The plan is to point lynxcgi at tabled_lynx.php, which would mean opening a link in lynx something like this lynxcgi:/home/webworker/public_html/tabled_lynx.php (the /localhost/ thing is optional). And from that script we will run tabled.php which could be accessed directly from any browser with http://localhost/~webworker/tabled.php or something like that if we were running a server and wanted to use it.

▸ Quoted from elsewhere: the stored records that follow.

PR #157, opened 2023-12-27
fix: ensure neg risk markets arent always shown by making it more spe…

daywiss:
## motivation
neg risk markets were being shown where they werent supposed to be ( missing options )

## changes
this makes the string to search for neg risk markets more specific by ending with period. also adds comments around why we have other specific strings. also removes "early request" as that is more like a voting result than a yes no proposal.

### DIFF
--- a/src/helpers/queryParsing.ts
+++ b/src/helpers/queryParsing.ts
@@ -231,20 +231,24 @@ function dynamicPolymarketOptions(
 export function maybeMakePolymarketOptions(
   decodedAncillaryData: string,
 ): DropdownItem[] | undefined {
+  // this is a specific search to look for a misspelling with options "p2 to a Yes"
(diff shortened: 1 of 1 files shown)


gsteenkamp89 (approved):
Looks good! 
Although you might've just swapped options1 and options2 around so you could simplify this i think

daywiss:
> Looks good! Although you might've just swapped options1 and options2 around so you could simplify this i think

yea originally i thought that, but the problem is that these options defined are actually special cases, and if none of these get a match it needs to fallback to the "dynamic options".  the problem with this neg risk one is its so short it will match with a lot of the  proposals that would have otherwise fallen through to dynamic parsing, so it needed its own special case that wouldnt accidentally catch a bunch of other requests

So the first line of the wrapper has to be the shebang line.

#!/usr/local/bin/php

Lynxcgi does not know how to run the script without it. But because this is PHP, the shebang line leaks out into the document and looks ugly. It is also invalid HTML because it is plain text that comes before the DOCTYPE. So we need some PHP to get rid of it.

<?php
ob_clear();
?>

That ob stands for the output buffer. This says just erase it. There are a number of op_ functions to manipulate things that you think you might have already sent but have not. It is sort of like if you leave a letter out for the lettercarrier, but then think better of it. You can take it back if you grab it before the lettercarrier gets it.

Now the whole point is to run tabled.php. You do this by using include. So the whole tabled_lynx.php now looks like this:

#!/usr/local/bin/php
<?php
ob_clear();
include("tabled.php");
?>

Which should work perfectly if you are not using forms and do not want to handle any form data. It also supposes that tabled.php is in the same directory as tabled_lynx.php and that the links you want to follow in tabled.php are all relative links. Lynx knows that it came in with lynxcgi and a certain path, so Lynx will stick that information on any relative link it finds. But the lynxcgi magic will stop working if you follow a link that starts with, say, http:.

If you do want form data, you have to parse it yourself. Lynxcgi provides enough of a dummy environment in its role as phoney-balogna server that scripts can get their form data, but the shebang called php CLI is asleep at the switch form-wise. So you have to populate the $_REQUEST, $_POST, and $_GET globals yourself. Here is the complete tabled_lynx.php:

#!/usr/local/bin/php
<?php
ob_clean();
if($_SERVER['REQUEST_METHOD'] == 'GET'){
parse_str($_SERVER['QUERY_STRING'],$_GET);
$_REQUEST = $_GET;
}
if($_SERVER['REQUEST_METHOD'] == 'POST'){
parse_str(fread(STDIN,
          $_SERVER['CONTENT_LENGTH']),
          $_POST);
$_REQUEST = $_POST;
}
include("tabled.php");
?>

And here is a test version of tabled.php, to show that tabled_lynx.php works:

<!DOCTYPE html 
PUBLIC "-//W3C//DTD HTML 4.01//EN"
"http://www.w3.org/TR/html4/strict.dtd">
<html>
<head>

<meta http-equiv="Content-Type" 
content="text/html; 
charset=iso-8859-1">
<title>Tabled</title>
</head>
<body>
<h1>Tabled</h1>
<form action="<?php 
echo $_SERVER['PHP_SELF']; ?>" 
method="get">

<p><input type="submit" 
name="OK" 
value="Press"></p>
</form>
<form action="<?php 
echo $_SERVER['PHP_SELF']; ?>" 
method="post">
<p><input type="submit" 
name="Check" 
value="Mash"></p>
</form>
<pre>

<?php 
echo print_r($_REQUEST,1);
echo print_r($_POST,1);
echo print_r($_GET,1);
?>
</pre>
</body>
</html>

I posed this problem on the USENET group comp.lang.php where Jerry Stuckle suggested the wrapper and Thomas Lahn suggested the ob_clear and provided a link that proved helpful in figuring out how to parse the POST data.